# Sarasota?



## THE Bull Gator (Nov 1, 2011)

I got a job offer and I'm moving to Sarasota in early June. I plan on getting a Pro Angler 14, but I don't know what the fishing is like down there. I'm just looking for someone to go with to learn how to fish that area. I'd also like to try offshore fishing in the kayak too.


----------



## BaySlayer (Jun 16, 2013)

I am moving down to Sarasota for the summer for an internship with Mote, I move down this coming week. I heard the fishing for snook is great down there and I hope to try it out. I have a PA 12 and am taking down with me. Hit me up when you get down there, hopefully I'll get the hang of the fishing down there and have a few spots!

-Tight Lines


----------



## THE Bull Gator (Nov 1, 2011)

Alright man, that sounds awesome. I actually just graduated from UWF. I'll definitely be sure to get in touch and we'll go slay 'em.


----------



## Cap'n Davey (Mar 26, 2014)

You guys are going to DIG Siesta Key!!!!!!!!!


----------



## feelin' wright (Oct 7, 2007)

Capn Davey said:


> You guys are going to DIG Siesta Key!!!!!!!!!

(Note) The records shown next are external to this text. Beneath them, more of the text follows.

PR #2567, opened 2021-04-26
Minor version 4.33

northwestwitch:
New minor version:

### Fixed
- Command line crashing when updating an individual not found in database
- Dashboard page crashing when filters return no data
- Cancer variants filter by chromosome
- /api/v1/genes now searches for genes in all genome builds by default
- Upgraded igv.js to version 2.8.1 (Fixed Unparsable bed record error)
### Added
- Autodeploy docs on release
- Documentation for updating case individuals tracks
- Filter cases and dashboard stats by analysis track
### Changed
- Changed from deprecated db update method
- Pre-selected fields to run queries with in dashboard page
- Do not filter by any institute when first accessing the dashboard

**Review:**
- [ ] code approved by
- [ ] tests executed by


dnil (approved):

northwestwitch:
It's now on clinical-db stage:

### Fixed
- [ ] Command line crashing when updating an individual not found in database
- [ ] Dashboard page crashing when filters return no data
- [ ] Cancer variants filter by chromosome
- [ ] /api/v1/genes now searches for genes in all genome builds by default
- [ ] Upgraded igv.js to version 2.8.1 (Fixed Unparsable bed record error)
### Added
- [ ] Autodeploy docs on release
- [ ] Documentation for updating case individuals tracks
- [ ] Filter cases and dashboard stats by analysis track
### Changed
- [ ] Changed from deprecated db update method
- [ ] Pre-selected fields to run queries with in dashboard page
- [ ] Do not filter by any institute when first accessing the dashboard

northwestwitch:
Checking the dashboard changes and got this (perhaps) peculiar result when filtering for cases with a non-existent phenotype:

image


Weird thing is that I get results also from cases page:

image

dnil:
> Checking the dashboard changes and got this (perhaps) peculiar result when filtering for cases with a non-existent phenotype:
> Weird thing is that I get results also from cases page:

My memory is not perfect there, but I would think we never picked a cutoff for similarity really - which is kind of fine in a list sorted by similarity but a tad odd for a stats module.

northwestwitch:
> My memory is not perfect there, but I would think we never picked a cutoff for similarity really - which is kind of fine in a list sorted by similarity but a tad odd for a stats module.

Isn't it weird that with that search it is returning 24/95 cases in cases page anyway? I mean, who has that phenotype. Perhaps it is returning case with any phenotype.

dnil:
Yes in falling order of similarity to whatever term matched best to the query?! Or to None?

northwestwitch:
> one valid hpo term perhaps

Yes, that looks like the way to go. Should we add to this release or a later one?

dnil:
> > one valid hpo term perhaps
> 
> Yes, that looks like the way to go. Should we add to this release or a later one?

Yeah, its all cases with phenotypes now. Its not that bad for blabla on statistics, possibly worse on the case page with a subtly malformed hpo-term.. But, not really a big churn on that feature, so fine to make an issue and go on methinks.

northwestwitch:
Deployed now:

image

Best beach in Florida by far.


----------



## BaySlayer (Jun 16, 2013)

I've heard of fishing for snook in the surf on the beaches, can you do that on Siesta Key?? That sounds like an awesome experience, walking down a beach looking for snook


----------



## sealark (Sep 27, 2007)

I was raise in that area back in the 60s and 70s bradenton beach we would catch snook in the surf but only around jetties or areas that had some rock piles. There are artifical reefs close to shore off bradenton bch. Longboat key and newpass have snook under the bridges. Look for structure for snook.


----------



## sealark (Sep 27, 2007)

I better change the above date to the 50s and early 60s. Dam i cant even remember dates.


----------



## Cap'n Davey (Mar 26, 2014)

Snook around there are mostly under the bridges, or some structure.


----------



## Telum Pisces (Sep 27, 2007)

Your mamma is not going to be happy Gator!!!!!!!:whistling:


----------



## THE Bull Gator (Nov 1, 2011)

Haha. I've already had to deal with some crying, but she already said she was gonna get a timeshare down there. 

Is fishing for snook similar to fishing for reds and specks? I'm used to fishing flats and docks at night, so do you target snook the same way?


----------



## feelin' wright (Oct 7, 2007)

You will target them the same way. Also if you are on the gulf and if you see any fallen trees on the beach the snook love to hang out around them. I miss Sarasota, it is an awesome place to live.


----------



## Bullshark (Mar 19, 2009)

Watch the show flats class. 90% of it is filmed in that area. I would trade the fishing here in Stuart for that quick like. Bait is easy to find, Cobia are inshore, major tarpon run, huge snook, reds, trout, flounder, jewfish all inshore. That's so many more fish than we get.


----------



## BCNGATOR (Dec 16, 2007)

I moved to Sarasota back in 2006. Took a job down here and have enjoyed it. Weather is great year round and can fish year round. Send me a PM and I will give you some info on the area. Snook are on the beaches now, and will only get better as the season goes on. Tarpon have showed up and there are plenty more to fish for. I live just South of Clark Road and enjoy that part of town. Again hit me up if you have any questions.


----------



## lobsterman (Sep 30, 2007)

Snook fishing is off the charts down there. We used to vacation in Casey Key and Nokomis Beach every year and slay the Snook, with Trout and Reds mixed in.


----------



## Emerald Ghost (Mar 11, 2008)

Bullshark said:


> Watch the show flats class. 90% of it is filmed in that area. I would trade the fishing here in Stuart for that quick like. Bait is easy to find, Cobia are inshore, major tarpon run, huge snook, reds, trout, flounder, *jewfish* all inshore. That's so many more fish than we get.


 -----------------------------------------------------------------------------
Dang Shark, 
Waass up with that non P.C. fish name ?
Especially coming from a "U" grad .


----------